OK, I need someone to explain this to me. For real, I just cannot understand this.
I’m reading this story in the New York Times about the Jacksonville Jaguars, and other NFL teams, and their new approach to make the “in-stadium” experience better for their fans, because we all know that, for a variety of reasons, football is the one sport that’s much better on TV than in person (no one blocking your view, it’s not freezing, you can check scores and watch other games since they all happen on Sundays, etc.)
And what the Jaguars have done is create an in-stadium lounge for their fans, complete with TVs, computers, food and drink, the whole works.
So that way, instead of paying for your ticket and watching the game happening right there in front of you, you can buy your ticket, go to this lounge, and watch everything BUT the game you paid to see.
I don’t understand this at all, not from either perspective. If you’re a fan, why are you spending $50 or whatever the ticket costs, to go to a stadium and sit in a room and watch other games while eating or drinking? We already have that people, they’re called “sports bars.” So why not just watch the game you paid to see?
And from the team’s perspective, shouldn’t you try to put a good product on the field that makes people want to see YOUR team, not others? You’re encouraging people with these lounges to not watch your own team, but watch others and wish you rooted for them!
I’m serious. Please explain this to me if you can.
**Jon Stewart and “The Daily Show” have been on fire since he got back from his three-month hiatus from the show.
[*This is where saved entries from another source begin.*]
PR #4096, opened 2022-02-23
[fix] Use headers.raw() on `split_headers`

### LINKED ISSUE #4087: Netlify Adapter splits set-cookie headers at commas, disrupting the expires parameter
### Describe the bug

Specifying the `expires` attribute when setting a cookie on an endpoint causes the Netlify Adapter to emit two `set-cookie` headers (neither with expiry) instead of one single header with the designated expiry. More specifically, a header like this:

```
set-cookie: flavor=chocolate%20chip; Expires=Wed, 23 Feb 2022 17:17:53 GMT
```

Gets converted into this:

```
set-cookie: flavor=chocolate%20chip; Expires=Wed
set-cookie: 23 Feb 2022 17:17:53 GMT
```

I suspect that the [Netlify handler code](https://github.com/sveltejs/kit/blob/master/packages/adapter-netlify/src/handler.js#L76) is too simple, as it splits the `set-cookie` header at every comma. Since the date format requires a comma per the [date specification](https://httpwg.org/specs/rfc7231.html#http.date), this means expiry gets split by the adapter.

The code under suspicion:

```
headers.forEach((value, key) => {
    if (key === 'set-cookie') {
        m[key] = value.split(', ');
    } else {
        h[key] = value;
    }
});
```

### Reproduction

I have [deployed a tiny app](https://flamboyant-jackson-c3e06d.netlify.app/) on Netlify showcasing the issue. It allows you to attempt to set and unset a `flavor` cookie, and if you observe the network request/response in the developer tools, you can see the cookie is not set correctly.

* See the reproduction code on Github: https://github.com/Auroratide/sveltekit-cookie-expiry

### Logs

_No response_

### System Info

```shell
System:
    OS: macOS 11.6.1
    CPU: (8) arm64 Apple M1
    Memory: 151.03 MB / 16.00 GB
    Shell: 5.8 - /bin/zsh
  Binaries:
    Node: 17.5.0 - /opt/homebrew/bin/node
    Yarn: 1.22.10 - /opt/homebrew/bin/yarn
    npm: 8.4.1 - /opt/homebrew/bin/npm
  Browsers:
    Chrome: 98.0.4758.102
    Firefox: 97.0.1
    Safari: 15.1
  npmPackages:
    @sveltejs/adapter-netlify: ^1.0.0-next.46 => 1.0.0-next.46 
    @sveltejs/kit: next => 1.0.0-next.283 
    svelte: ^3.44.0 => 3.46.4
```

### Severity

### Additional Information

_No response_

JeanJPNM:

### Tests

### Changesets

Fixes #4087 by using the `headers.raw()` method from node-fetch to get the array of cookie headers.

### DIFF
--- a/.changeset/three-elephants-breathe.md
+++ b/.changeset/three-elephants-breathe.md
@@ -1,0 +1,5 @@
+---
+'@sveltejs/adapter-netlify': patch
+---
+
+Fix incorrect set-cookie header handling on adapter-netlify
--- a/packages/adapter-netlify/src/handler.js
+++ b/packages/adapter-netlify/src/handler.js
@@ -73,7 +73,8 @@ function split_headers(headers) {
 
 	headers.forEach((value, key) => {
 		if (key === 'set-cookie') {
-			m[key] = value.split(', ');
+			// @ts-expect-error (headers.raw() is non-standard)
+			m[key] = headers.raw()[key];
 		} else {
 			h[key] = value;
 		}


Auroratide:
Interesting! Didn't know about the `raw()` method, as it's specific to node-fetch.

I started on a branch of my own by adding some [testing](https://github.com/Auroratide/kit/blob/fix-set-cookie-expiry/packages/adapter-netlify/test/headers.js), as there didn't seem to be any for the adapter. Are tests like these desired for a function of this scope?

Rich-Harris (approved):

Rich-Harris:
thanks! definitely not opposed to adding some tests — our convention for unit tests is to have e.g. a `headers.spec.js` file alongside `headers.js` rather than putting them all in a central `test.js` file.

PR #4099, opened 2022-02-23
document module types

Rich-Harris:
Per [#4076](https://github.com/sveltejs/kit/pull/4076#issuecomment-1048861921), we kinda need a way to document everything exported from the `$app/*` modules. This WIP gets us part of the way there, but it means [/docs/types](https://kit-svelte-dev-git-document-module-types-svelte.vercel.app/docs/types#$app-env) and [/docs/modules](https://kit-svelte-dev-git-document-module-types-svelte.vercel.app/docs/modules#$app-env) duplicate each other, so we need to figure out the right way to handle that.


Rich-Harris:
alright, i think this is ready

Rich-Harris:
merging so we can make progress on #4021 etc

PR #4792, opened 2022-05-02
feat: allows platform in externalFetch

maraisr:

### Tests

### Changesets

---

Within Cloudflare workers and [service bindings](https://blog.cloudflare.com/introducing-worker-services/) the externalFetch function _could_ make sense to support a `env.MY_API.fetch` to perform that request.

As such; lets allow `state.platform` to be sent into `externalFetch` thus allowing something like;

```ts

// within Cloudflare workers _or_ pages

/** @type {import('@sveltejs/kit').ExternalFetch} */
export async function externalFetch(request, {env}) {
	if (request.url.startsWith('https://api.example.com')) {
		return env.API.fetch(request.clone());
	}

	return fetch(request);
}
```

Maybe it makes sense to support a similar suite of options that the current _handle_ hook does. 

---

Either this, or do you see the `load` module export handle this internally? aka

```svelte
<script context="module" lang="ts">
	export const prerender = false;

	export async function load({ params, fetch, platform }) {
		const req = await (platform?.env.API.fetch ?? fetch)(`https://api.example.com/orgs/${params.slug}`);

		if (!req.ok) return { status: 404 };

		return {
			status: 200,
			props: {
				org: await req.json().then((d) => d.data),
			},
		};
	}
</script>
```

> granted would mean load can be conditionally be given platform options. browser/ssr, which imo is more cumbersome. So would be more inclined to the first (and this PR) approach.

### DIFF
--- a/packages/kit/src/core/build/build_server.js
+++ b/packages/kit/src/core/build/build_server.js
@@ -93,7 +93,7 @@ export class Server {
 				getSession: module.getSession || (() => ({})),
 				handle: module.handle || (({ event, resolve }) => resolve(event)),
 				handleError: module.handleError || (({ error }) => console.error(error.stack)),
-				externalFetch: module.externalFetch || fetch
+				externalFetch: module.externalFetch || ((r) => fetch(r))
 			};
 		}
 
--- a/packages/kit/src/runtime/server/page/load_node.js
+++ b/packages/kit/src/runtime/server/page/load_node.js
@@ -247,7 +247,7 @@ export async function load_node({
 					}
 
 					const external_request = new Request(requested, /** @type {RequestInit} */ (opts));
-					response = await options.hooks.externalFetch.call(null, external_request);
+					response = await options.hooks.externalFetch.call(null, external_request, state.platform);
 				}
 
 				const set_cookie = response.headers.get('set-cookie');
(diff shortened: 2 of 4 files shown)


packages/kit/src/core/build/build_server.js
```diff
@@ -93,7 +93,7 @@ export class Server {
 				getSession: module.getSession || (() => ({})),
 				handle: module.handle || (({ event, resolve }) => resolve(event)),
 				handleError: module.handleError || (({ error }) => console.error(error.stack)),
-				externalFetch: module.externalFetch || fetch
+				externalFetch: module.externalFetch || ((r) => fetch(r))
```
maraisr, line 96: we need to do this coz `fetch(a, b)` will be wrong when called during execution. So lets pick only first arg.

packages/kit/src/runtime/server/page/load_node.js
```diff
@@ -247,7 +247,7 @@ export async function load_node({
 					}
 
 					const external_request = new Request(requested, /** @type {RequestInit} */ (opts));
-					response = await options.hooks.externalFetch.call(null, external_request);
+					response = await options.hooks.externalFetch.call(null, external_request, state.platform);
```
maraisr, line 250: maybe entire `event` could suffice?

PR #4810, opened 2022-05-03
[feat] support wrangler2 in adapter-cloudflare

maraisr:

### Tests

### Changesets

---

Wrangler 2 has a new config file, and looks somewhat different.

This aims to allow the validator to still pass when building for Cloudflare workers.

Another solution is to potentially allow bypassing validation with a flag until the wrangler 2 toml scheme is finalised.

cc @threepointone

### DIFF
--- a/packages/adapter-cloudflare-workers/index.js
+++ b/packages/adapter-cloudflare-workers/index.js
@@ -90,7 +90,7 @@ function validate_config(builder) {
 			throw err;
 		}
 
-		// rudamentary way to detect a wrangler2 config file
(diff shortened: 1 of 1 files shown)


packages/adapter-cloudflare-workers/index.js
```diff
@@ -90,27 +90,32 @@ function validate_config(builder) {
 			throw err;
 		}
 
+		// rudamentary way to detect a wrangler2 config file
```
benmccann, line 93:
```suggestion
		// rudimentary way to detect a wrangler2 config file
```

PR #4811, opened 2022-05-04
Fail prerendering if page attempts to access `session` in `load` - fixes #3722

### LINKED ISSUE #3722: `getSession()` does not get called on page load. should warn user
### Describe the bug

Unfortunately, I haven't been able to get our sveltekit app to work in production past kt@next.206 and adapter-node@next.56.

Since the ssr was always somewhat flunky with our - aside from the login page- completely private app we previously disabled it via the config and on all update attempts in the handle hook.

Now, the issue is always the same, everything runs fine locally, until it gets deployed, where you can't get past the login screen anymore, since the session never gets populated. I recently found out that the issue seems to lie somewhere within adapter-node, since running `dev` and `preview` works flawlessly, but running the build output directly via `node _build` presents the same issue our staging environment showed locally.

Any help/pointers would be appreciated, ready to replace our auth code if necessary/it's just us working against sveltekit.

If you have any further questions, feel free to ask !

### Reproduction

https://github.com/luhagel/sveltekit-node-session-repro

### Logs

_No response_

### System Info

```shell
System:
    OS: macOS 11.6
    CPU: (12) x64 AMD Ryzen 5 3600X 6-Core Processor             
    Memory: 9.02 GB / 32.00 GB
    Shell: 5.8 - /bin/zsh
  Binaries:
    Node: 17.4.0 - /usr/local/bin/node
    npm: 8.3.1 - /usr/local/bin/npm
  Browsers:
    Chrome: 98.0.4758.80
    Firefox: 96.0.2
    Safari: 15.0
  npmPackages:
    @sveltejs/adapter-node: ^1.0.0-next.67 => 1.0.0-next.67 
    svelte: ^3.44.0 => 3.46.4
```

### Severity

blocking an upgrade

### Additional Information

_No response_

tcc-sejohnson:
It doesn't make sense to prerender a page that tries to access `session`, as it can never be populated by the server. Similarly to how we throw if we try to prerender a page that has a mutative shadow endpoint, we now throw if a page tries to access `session` during prerendering. This exception can be skipped by setting `continueOnError` to `true`, but it will still warn users by logging the error to the console. Fixes #3722.

As is, this will fail on server-side requests while in dev as well (so that developers don't have to wait until they try to build for prod to get slapped in the face with it).

### Tests

### Changesets


tcc-sejohnson:
Hmm. Strange. I linted/checked locally...

I'll run again and push if necessary.

Rich-Harris (approved):

Rich-Harris:
excellent, thank you!

PR #4812, opened 2022-05-04
feat: Fail prerendering for pages with mutative endpoints - fixes #3410 and #4252

### LINKED ISSUE #3410: Fail prerendering if a page is shadowed by an endpoint
### Describe the bug

If you create a `bob/index` with a POST and `bob/index.svelte` --> posting will not work when deployed to Vercel.

Vercel throws error 405.

### Reproduction

Deploy this [repo](https://github.com/21RISK/sveltekit) to Vercel, and visit `/bob` and hit the submit button - and then the error will appear.

As long as it exists 😅, you can also try it here: https://sveltekit-p9hxntt45-jeddah.vercel.app/bob

### Logs

_No response_

### System Info

```shell
Latest version `next` of kit and vercel adapter.
```

### Severity

### Additional Information

I can simply work around by not enabling `prerender=true` on the sveltekit component.

Screen Shot 2022-01-19 at 12 53 36

Let me know if you need more information 😎

### LINKED ISSUE #4252: Prerendered page alongside non-GET request handler should be an error
### Describe the bug

Related to #3294. I don't think there's a situation in which it would make sense to have a non-GET request handler alongside a prerendered page.

In the same vein as https://github.com/sveltejs/kit/issues/4093#issuecomment-1049117727, SvelteKit should throw an error if a prerenderable page (either `export const prerender = true`, or `config.kit.prerender.default = true` without a `export const prerenderable = false`) has an endpoint with non-GET methods.

### Reproduction

Add a non-GET method to any page endpoint and mark the page as prerenderable: https://stackblitz.com/edit/sveltejs-kit-template-default-8la3qs?file=src%2Froutes%2Fabout.js&terminal=dev

### Logs

_No response_

### System Info

```shell
System:
    OS: macOS 12.0.1
    CPU: (10) arm64 Apple M1 Max
    Memory: 169.98 MB / 32.00 GB
    Shell: 5.8 - /bin/zsh
  Binaries:
    Node: 16.13.1 - ~/.nvm/versions/node/v16.13.1/bin/node
    Yarn: 1.22.17 - ~/.nvm/versions/node/v16.13.1/bin/yarn
    npm: 8.1.2 - ~/.nvm/versions/node/v16.13.1/bin/npm
  Browsers:
    Chrome: 98.0.4758.109
    Firefox: 97.0.1
    Safari: 15.1
  npmPackages:
    svelte: ^3.43.0 => 3.44.2
```

### Severity

annoyance

### Additional Information

_No response_

tcc-sejohnson:
There are a few issues up around the confusing things that happen if a page is prerendered with mutative methods. Thankfully, this already errors at buildtime. However, it can be a bit of a footgun during development, as there's no warning what you're doing isn't valid until you try to build.

Added tests to make sure that, if a page should be prerendered (both a build-time and at runtime), it fails to do so with a descriptive message.

Fixes #3410 and fixes #4252.

### Tests

### Changesets


tcc-sejohnson:
Only downside of this that I can think of is that it'll only fail in dev when a server-side navigation occurs... but I don't think it's even possible to check for prerendering in the client. (A quick search of `/packages/kit/src/runtime/client` for "prerender" yields... 0 results.)

packages/kit/src/runtime/server/page/load_node.js
```diff
@@ -58,7 +58,7 @@ export async function load_node({
 				/** @type {import('types').SSRPage} */ (route),
 				event,
 				options,
-				!!state.prerender
+				node.module.prerender ?? state?.prerender?.default ?? false
```
benmccann, line 61: It took me awhile to read this line. It might help to refactor it out into a variable since the variable name would make things clearer
```
const prerender_enabled = node.module.prerender ?? state?.prerender?.default ?? false;
```

Do we still need the `state.prerender` reference? I'd expect it to be something like `prerender_enabled && state.prerender`

tcc-sejohnson: Agreed, a variable makes that easier to understand. Added.

> Do we still need the state.prerender reference? I'd expect it to be something like prerender_enabled && state.prerender

I'm not sure _exactly_ what you mean there. We have to check for `node.module.prerender`, as that corresponds to the module-scoped `export const prerender`. If that's not defined, we have to check for the default behavior (if `kit.prerender.default === true`, we should prerender this page _unless_ the page opts out, which we already checked for).

packages/kit/src/runtime/server/page/load_node.js
```diff
@@ -52,13 +52,15 @@ export async function load_node({
 	/** @type {import('types').LoadOutput} */
 	let loaded;
 
+	const should_prerender = node.module.prerender ?? state?.prerender?.default ?? false;
```
benmccann, line 55: "should" is very vague. it doesn't really clarify under what conditions prerendering happens. I think `prerender_enabled` would make it clearer that we're checking whether it's enabled for the page

I also realized this could be written as `!!(node.module.prerender ?? state?.prerender?.default)` which might be easier to read by removing the double nullish coalescing?

tcc-sejohnson: I'm just copying the naming from [here](https://github.com/sveltejs/kit/blob/39eaf0905f28c55ba7ee3fe9ba67ec487290a6b2/packages/kit/src/runtime/server/page/respond.js#L75) for consistency:

```ts
const should_prerender = leaf.prerender ?? state.prerender.default;
```

If you want to go with `prerender_enabled`, I'm happy to make that change! Just want to confirm before we name it inconsistently.

As for the double-bang, it's funny -- I work a _lot_ in C# and Go. In the process of opening the 3-4 PRs I currently have going, I actually had to Google what the heck the double-bang was doing, as the coalescing chain is what I'm used to! 😆 If it's clearer to JS developers to use the double-bang, I'll change it along with the variable name.

packages/kit/src/runtime/server/page/load_node.js
benmccann: I could be wrong about that. I haven't really looked at any of the shadow endpoint code yet. I'll let Rich take a look at this PR and the remaining questions as he's more familiar

tcc-sejohnson: Yeah, full disclosure, I _definitely_ don't understand everything in the codebase, so I could definitely be wrong here!

packages/kit/src/runtime/server/page/load_node.js
tcc-sejohnson: @benmccann - I just had one of those "eyes pop open in the middle of the night" moments about this one. Doing something completely unrelated, hadn't thought about this in days, and there it was -- like some ugly toad jumping out of the grass on an evening walk. The reason it feels weird to name the variable `prerender_enabled` is because that's _not_ what the variable means. There's a setting in config, `prerender.enabled`, which controls whether Kit even _tries_ to prerender your app. I believe that flag is available in this context as `state.prerender.enabled`. This check is for whether or not this node _should_ prerender, which is determined by the combination of the node's exported `prerender` attribute and the config's prerendering default.

benmccann: I know it's not referring to whether it's enabled at the application level, but it does refer to whether it's enabled at the page level. Anyway, I'll let Rich weigh in with his thoughts

Rich-Harris: i think `should_prerender` is fine — i agree that `prerender_enabled` sounds too much like it's just `config.kit.prerender.enabled`

Rich-Harris:
Thank you! There was one small change I needed to make — whereas in the page `respond.js` module we're checking whether we're _actually_ prerendering at the moment, in the context of this PR we need to check whether we _will_ prerender the page. In the first case we need to check state, but in the second (in e.g. dev mode) we need to check configuration.

Though thinking about it, `state.prerender.default` is now redundant... one sec...

Rich-Harris:
I renamed `state.prerender` to `state.prerendering` to make the distinction clearer

Rich-Harris:
Ah whoops, looks like I broke something. Will look into it in a bit

tcc-sejohnson:
Bah, I looked into it for a bit, but I'm just not sure what's causing the issue. To save you some time, what's failing is a test in `adapter-static` that's making sure that when `config.kit.prerender.default = false`, pages that do not set `export const prerender = true` are not prerendered. For some reason, your last commit has made the prerendering process prerender `index.html` even though `index.svelte` does not export the `prerendering` attribute. I might have more time to look into it later.

sarajw:
In case this is useful to you, my experiences:

I tried to update my blog that uses adapter-static the day before yesterday and it didn't build right - only one of my *.svelte pages (incidentally the simplest and most recently edited) was built into a *.html file.

I could open the site via that one rendered html page and - I'm not smart enough yet to understand how it all works - I guess the rest was populating itself via JS and it sort of worked. Apart from, the blog index page which complained about the JSON it was referencing having a rogue `<` in it at 0.

Anyway eventually I paid attention to some warnings I was getting in the terminal, saying I had to add 
    `prerender: { default: true }`
to svelte.config.js, and
    `"extends": "./.svelte-kit/tsconfig.json"`
to jsconfig.json.

Then after that it built fine again. Are these lines I will have to change back once any fixes happen?

Thanks!

tcc-sejohnson:
Hey @sarajw! This is an unrelated issue and is actually intended behavior (unless there's something I'm not understanding about your issue). The terminal warnings you were seeing were trying to tell you this. For `adapter-static`, you must specify either `kit.prerender.default = true` (to prerender your site into static HTML) or `adapter.fallback = <some_page>` (to run in SPA mode). You can read more about both of these options in the adapter documentation -- and feel free to ask more questions in the SvelteKit help channel on Discord!

sarajw:
> Hey @sarajw! This is an unrelated issue and is actually intended behavior (unless there's something I'm not understanding about your issue). The terminal warnings you were seeing were trying to tell you this. For `adapter-static`, you must specify either `kit.prerender.default = true` (to prerender your site into static HTML) or `adapter.fallback = <some_page>` (to run in SPA mode). You can read more about both of these options in the adapter documentation -- and feel free to ask more questions in the SvelteKit help channel on Discord!

Absolutely fine if that's the case, it was just new and surprising. I had already posted in the Discord SvelteKit channel and not got much help or information.

tcc-sejohnson:
> Absolutely fine if that's the case, it was just new and surprising. I had already posted in the Discord SvelteKit channel and not got much help or information.

And to be clear, I'm not saying you're _not_ experiencing a bug -- just that I don't see any buggy behavior described in what you said. If you still think you are, please do create a repro and file an issue. 🙂 I personally think it's kind of weird that `adapter-static` doesn't "just work" without changing the mentioned settings, so it may be worth creating an issue to discuss ergonomics? 🤷

Rich-Harris (approved):

Rich-Harris:
thank you!

PR #4843, opened 2022-05-07
chore: make sure pnpm7 is used for this repo

dominikg:
using pnpm6 and 7 in parallel would cause problems with lockfile format changes and incompatibilities in package script syntax.

packageManager field allows people to use corepack if they like and the field is evaluated by some tools like `@antfu/ni`. renovate bot also needs a hint, otherwise it is using pnpm7 and it's PRs may fail.

Once we decide to update to 7 we just bump the versions in package.json and everyone using the repo gets notified on next use (or corepack handles it automatically).

### Tests

### Changesets


.github/workflows/ci.yml
```diff
@@ -17,7 +17,7 @@ jobs:
       - uses: actions/checkout@v3
       - uses: pnpm/action-setup@v2.2.1
         with:
-          version: 6.23.2
+          version: 6.32.11
```
bluwy, line 20: We can also omit this as `pnpm/action-setup` reads `packageManager` too.

dominikg: https://github.com/pnpm/action-setup/blob/57b9359b4c69c79ca51422d02ca739a7957f4aed/src/install-pnpm/run.ts#L25-L27 

this is not great. basically curlbashing a hardcoded version of pnpm to then install another version? I don't get it.

what about this?
read packageManager from package.json and send that to  `npm i -g`
```bash
PNPM_VER=$(jq -r '.packageManager | if .[0:5] == "pnpm@" then .[5:] else "packageManager in package.json does not start with pnpm@\n" | halt_error(1)  end' package.json)
npm i -g pnpm@$PNPM_VER
```

that would exit with 1 if packageManager isn't set or doesn't start with pnpm@

benmccann (approved):

.github/workflows/ci.yml
benmccann: I removed the version for now and will see if we can get the issue fixed in `action-setup`: https://github.com/pnpm/action-setup/issues/38

packages/kit/test/utils.js
```diff
@@ -162,7 +162,8 @@ export const config = {
 	],
 	use: {
 		screenshot: 'only-on-failure',
-		trace: 'retain-on-failure'
+		trace: 'retain-on-failure',
+		channel: 'chrome'
```
benmccann, line 166: should we add a comment here explaining why we added this?

package.json
```diff
@@ -40,5 +40,9 @@
 		"turbo": "^1.2.6",
 		"typescript": "~4.6.2"
 	},
+	"packageManager": "pnpm@7.1.0",
+	"engines": {
+		"pnpm": "^7.1.0"
```
benmccann, line 45:
```suggestion
		"pnpm": "^7.0.0"
```

benmccann, line 45:
```suggestion
		"pnpm": "^7.0.0"
```

PR #4846, opened 2022-05-07
prevent scroll when resetting page focus (#4065)

timothycohen:
Fixes #4065. While resetting focus, Safari was scrolling over the top margin.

And sadly, he’s not lacking for material when it comes to criticizing cable news. In the wake of the Washington Navy Yard shooting, CNN was once again abominably bad and irresponsible in its journalism. Watch Stewart pick them apart in the first 10 minutes of this; it’s hilarious but also sadly accurate.
**Finally, I’m a couple weeks late on this, but I just got around to seeing the new HBO documentary “Glickman,” on the life of legendary sportscaster and former Olympian Marty Glickman, and it’s superb.
If you’ve never heard of Glickman, he lived a remarkable life. Born and raised in New York, he was a standout track athlete who qualified for the 1936 Olympics in Munich, and was a teammate of the great Jesse Owens.
Glickman was scheduled to run as part of the U.S. 4×100 relay team, but in an unconscionable decision, the U.S. coaches removed him and another fellow Jewish runner, Sam Stoller, so as not to anger Adolf Hitler.
Despite this incredible mistreatment, Glickman went on to become maybe the most influential sportscaster of his era, which spanned about 50 years. He invented many of the common basketball terms we hear today (like “in the paint,” and “swish.”), and was a major force in popularizing pro football as well.
The documentary, airing all month on HBO, shows what a terrific individual Glickman was, always helping out young sportscasters (he mentored Marv Albert and Bob Costas, among many others), giving high school athletes recognition on TV, and amazingly, seeming to let go of the bitterness of that Olympics travesty.
There’s a scene toward the end of “Glickman” when he goes back, 50 years later, to the stadium in Germany where he was to have run, and the pure power of that moment is startling.
It’s a great, great film devoted to a man who sadly isn’t as well known outside New York as he should be. Check it out if you can, it’s definitely worth the time.